● WHAT TO WORK ON
Reproduce every line that appears below, precisely and completely.

==== STUDY MATERIAL

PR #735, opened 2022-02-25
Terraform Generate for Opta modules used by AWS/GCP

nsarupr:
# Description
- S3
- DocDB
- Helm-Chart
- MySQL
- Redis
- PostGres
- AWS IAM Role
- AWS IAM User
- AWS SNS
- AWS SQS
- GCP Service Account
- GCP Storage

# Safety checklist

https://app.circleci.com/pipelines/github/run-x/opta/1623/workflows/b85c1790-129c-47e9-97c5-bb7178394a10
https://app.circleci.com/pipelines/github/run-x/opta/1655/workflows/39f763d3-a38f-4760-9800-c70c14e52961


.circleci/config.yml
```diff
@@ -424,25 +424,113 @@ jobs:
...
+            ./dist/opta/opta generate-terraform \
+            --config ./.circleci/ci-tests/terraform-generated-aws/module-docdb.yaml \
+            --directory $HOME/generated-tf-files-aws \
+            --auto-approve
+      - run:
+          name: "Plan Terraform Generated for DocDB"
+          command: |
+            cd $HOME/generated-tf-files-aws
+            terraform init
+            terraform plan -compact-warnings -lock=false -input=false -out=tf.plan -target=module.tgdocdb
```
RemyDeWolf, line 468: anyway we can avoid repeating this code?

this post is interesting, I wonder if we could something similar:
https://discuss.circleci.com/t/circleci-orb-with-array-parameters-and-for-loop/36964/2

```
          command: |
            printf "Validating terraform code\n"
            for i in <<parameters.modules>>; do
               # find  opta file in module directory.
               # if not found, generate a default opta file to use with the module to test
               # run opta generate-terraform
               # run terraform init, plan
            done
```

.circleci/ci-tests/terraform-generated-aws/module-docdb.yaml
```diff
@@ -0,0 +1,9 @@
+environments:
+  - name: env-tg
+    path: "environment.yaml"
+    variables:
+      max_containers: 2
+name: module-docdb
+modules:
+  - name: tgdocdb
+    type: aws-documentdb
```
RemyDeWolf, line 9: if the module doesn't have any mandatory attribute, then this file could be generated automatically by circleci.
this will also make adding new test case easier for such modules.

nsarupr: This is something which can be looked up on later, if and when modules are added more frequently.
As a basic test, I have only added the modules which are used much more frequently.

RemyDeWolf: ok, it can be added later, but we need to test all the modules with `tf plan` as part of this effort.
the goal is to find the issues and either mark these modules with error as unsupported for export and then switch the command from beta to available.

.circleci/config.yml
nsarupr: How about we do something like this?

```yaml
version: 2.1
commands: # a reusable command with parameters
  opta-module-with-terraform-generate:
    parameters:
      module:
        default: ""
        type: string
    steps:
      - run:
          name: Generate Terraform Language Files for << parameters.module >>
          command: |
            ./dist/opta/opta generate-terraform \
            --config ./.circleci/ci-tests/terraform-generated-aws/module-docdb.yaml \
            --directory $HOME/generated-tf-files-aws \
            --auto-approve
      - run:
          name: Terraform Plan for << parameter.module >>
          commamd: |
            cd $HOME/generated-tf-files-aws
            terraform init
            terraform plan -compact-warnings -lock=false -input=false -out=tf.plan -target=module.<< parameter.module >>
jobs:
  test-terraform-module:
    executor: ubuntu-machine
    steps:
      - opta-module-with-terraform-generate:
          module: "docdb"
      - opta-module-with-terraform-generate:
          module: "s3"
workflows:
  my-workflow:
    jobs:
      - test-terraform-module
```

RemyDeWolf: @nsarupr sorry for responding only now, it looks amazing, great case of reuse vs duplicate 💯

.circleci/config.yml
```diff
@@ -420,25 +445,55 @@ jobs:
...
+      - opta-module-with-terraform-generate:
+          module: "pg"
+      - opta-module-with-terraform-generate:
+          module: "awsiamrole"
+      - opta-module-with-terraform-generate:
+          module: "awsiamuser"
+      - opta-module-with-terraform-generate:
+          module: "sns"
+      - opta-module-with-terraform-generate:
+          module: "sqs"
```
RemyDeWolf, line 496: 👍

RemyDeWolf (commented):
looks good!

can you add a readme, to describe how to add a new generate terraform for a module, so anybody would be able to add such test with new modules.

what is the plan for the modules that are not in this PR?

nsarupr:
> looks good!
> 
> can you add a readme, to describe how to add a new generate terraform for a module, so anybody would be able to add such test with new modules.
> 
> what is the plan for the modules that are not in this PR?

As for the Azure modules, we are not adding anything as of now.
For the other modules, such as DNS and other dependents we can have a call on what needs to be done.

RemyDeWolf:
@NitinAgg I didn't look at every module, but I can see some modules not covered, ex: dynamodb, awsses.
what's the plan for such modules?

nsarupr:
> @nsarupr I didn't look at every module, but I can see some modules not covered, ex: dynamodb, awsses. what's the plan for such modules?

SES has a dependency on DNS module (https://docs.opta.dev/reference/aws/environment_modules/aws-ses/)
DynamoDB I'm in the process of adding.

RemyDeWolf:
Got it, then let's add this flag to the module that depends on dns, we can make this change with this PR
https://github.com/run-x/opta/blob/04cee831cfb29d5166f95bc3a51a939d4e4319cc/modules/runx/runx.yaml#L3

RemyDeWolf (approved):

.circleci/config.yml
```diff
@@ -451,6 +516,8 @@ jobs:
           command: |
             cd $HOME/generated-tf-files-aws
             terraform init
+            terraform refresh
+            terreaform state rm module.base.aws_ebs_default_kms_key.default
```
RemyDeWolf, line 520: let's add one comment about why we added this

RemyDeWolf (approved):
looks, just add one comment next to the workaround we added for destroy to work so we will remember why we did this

========

● EXERCISE RESULT
PR #735, opened 2022-02-25
Terraform Generate for Opta modules used by AWS/GCP

nsarupr:
# Description
- S3
- DocDB
- Helm-Chart
- MySQL
- Redis
- PostGres
- AWS IAM Role
- AWS IAM User
- AWS SNS
- AWS SQS
- GCP Service Account
- GCP Storage

# Safety checklist

https://app.circleci.com/pipelines/github/run-x/opta/1623/workflows/b85c1790-129c-47e9-97c5-bb7178394a10
https://app.circleci.com/pipelines/github/run-x/opta/1655/workflows/39f763d3-a38f-4760-9800-c70c14e52961


.circleci/config.yml
```diff
@@ -424,25 +424,113 @@ jobs:
...
+            ./dist/opta/opta generate-terraform \
+            --config ./.circleci/ci-tests/terraform-generated-aws/module-docdb.yaml \
+            --directory $HOME/generated-tf-files-aws \
+            --auto-approve
+      - run:
+          name: "Plan Terraform Generated for DocDB"
+          command: |
+            cd $HOME/generated-tf-files-aws
+            terraform init
+            terraform plan -compact-warnings -lock=false -input=false -out=tf.plan -target=module.tgdocdb
```
RemyDeWolf, line 468: anyway we can avoid repeating this code?

this post is interesting, I wonder if we could something similar:
https://discuss.circleci.com/t/circleci-orb-with-array-parameters-and-for-loop/36964/2

```
          command: |
            printf "Validating terraform code\n"
            for i in <<parameters.modules>>; do
               # find  opta file in module directory.
               # if not found, generate a default opta file to use with the module to test
               # run opta generate-terraform
               # run terraform init, plan
            done
```

.circleci/ci-tests/terraform-generated-aws/module-docdb.yaml
```diff
@@ -0,0 +1,9 @@
+environments:
+  - name: env-tg
+    path: "environment.yaml"
+    variables:
+      max_containers: 2
+name: module-docdb
+modules:
+  - name: tgdocdb
+    type: aws-documentdb
```
RemyDeWolf, line 9: if the module doesn't have any mandatory attribute, then this file could be generated automatically by circleci.
this will also make adding new test case easier for such modules.

nsarupr: This is something which can be looked up on later, if and when modules are added more frequently.
As a basic test, I have only added the modules which are used much more frequently.

RemyDeWolf: ok, it can be added later, but we need to test all the modules with `tf plan` as part of this effort.
the goal is to find the issues and either mark these modules with error as unsupported for export and then switch the command from beta to available.

.circleci/config.yml
nsarupr: How about we do something like this?

```yaml
version: 2.1
commands: # a reusable command with parameters
  opta-module-with-terraform-generate:
    parameters:
      module:
        default: ""
        type: string
    steps:
      - run:
          name: Generate Terraform Language Files for << parameters.module >>
          command: |
            ./dist/opta/opta generate-terraform \
            --config ./.circleci/ci-tests/terraform-generated-aws/module-docdb.yaml \
            --directory $HOME/generated-tf-files-aws \
            --auto-approve
      - run:
          name: Terraform Plan for << parameter.module >>
          commamd: |
            cd $HOME/generated-tf-files-aws
            terraform init
            terraform plan -compact-warnings -lock=false -input=false -out=tf.plan -target=module.<< parameter.module >>
jobs:
  test-terraform-module:
    executor: ubuntu-machine
    steps:
      - opta-module-with-terraform-generate:
          module: "docdb"
      - opta-module-with-terraform-generate:
          module: "s3"
workflows:
  my-workflow:
    jobs:
      - test-terraform-module
```

RemyDeWolf: @nsarupr sorry for responding only now, it looks amazing, great case of reuse vs duplicate 💯

.circleci/config.yml
```diff
@@ -420,25 +445,55 @@ jobs:
...
+      - opta-module-with-terraform-generate:
+          module: "pg"
+      - opta-module-with-terraform-generate:
+          module: "awsiamrole"
+      - opta-module-with-terraform-generate:
+          module: "awsiamuser"
+      - opta-module-with-terraform-generate:
+          module: "sns"
+      - opta-module-with-terraform-generate:
+          module: "sqs"
```
RemyDeWolf, line 496: 👍

RemyDeWolf (commented):
looks good!

can you add a readme, to describe how to add a new generate terraform for a module, so anybody would be able to add such test with new modules.

what is the plan for the modules that are not in this PR?

nsarupr:
> looks good!
> 
> can you add a readme, to describe how to add a new generate terraform for a module, so anybody would be able to add such test with new modules.
> 
> what is the plan for the modules that are not in this PR?

As for the Azure modules, we are not adding anything as of now.
For the other modules, such as DNS and other dependents we can have a call on what needs to be done.

RemyDeWolf:
@NitinAgg I didn't look at every module, but I can see some modules not covered, ex: dynamodb, awsses.
what's the plan for such modules?

nsarupr:
> @nsarupr I didn't look at every module, but I can see some modules not covered, ex: dynamodb, awsses. what's the plan for such modules?

SES has a dependency on DNS module (https://docs.opta.dev/reference/aws/environment_modules/aws-ses/)
DynamoDB I'm in the process of adding.

RemyDeWolf:
Got it, then let's add this flag to the module that depends on dns, we can make this change with this PR
https://github.com/run-x/opta/blob/04cee831cfb29d5166f95bc3a51a939d4e4319cc/modules/runx/runx.yaml#L3

RemyDeWolf (approved):

.circleci/config.yml
```diff
@@ -451,6 +516,8 @@ jobs:
           command: |
             cd $HOME/generated-tf-files-aws
             terraform init
+            terraform refresh
+            terreaform state rm module.base.aws_ebs_default_kms_key.default
```
RemyDeWolf, line 520: let's add one comment about why we added this

RemyDeWolf (approved):
looks, just add one comment next to the workaround we added for destroy to work so we will remember why we did this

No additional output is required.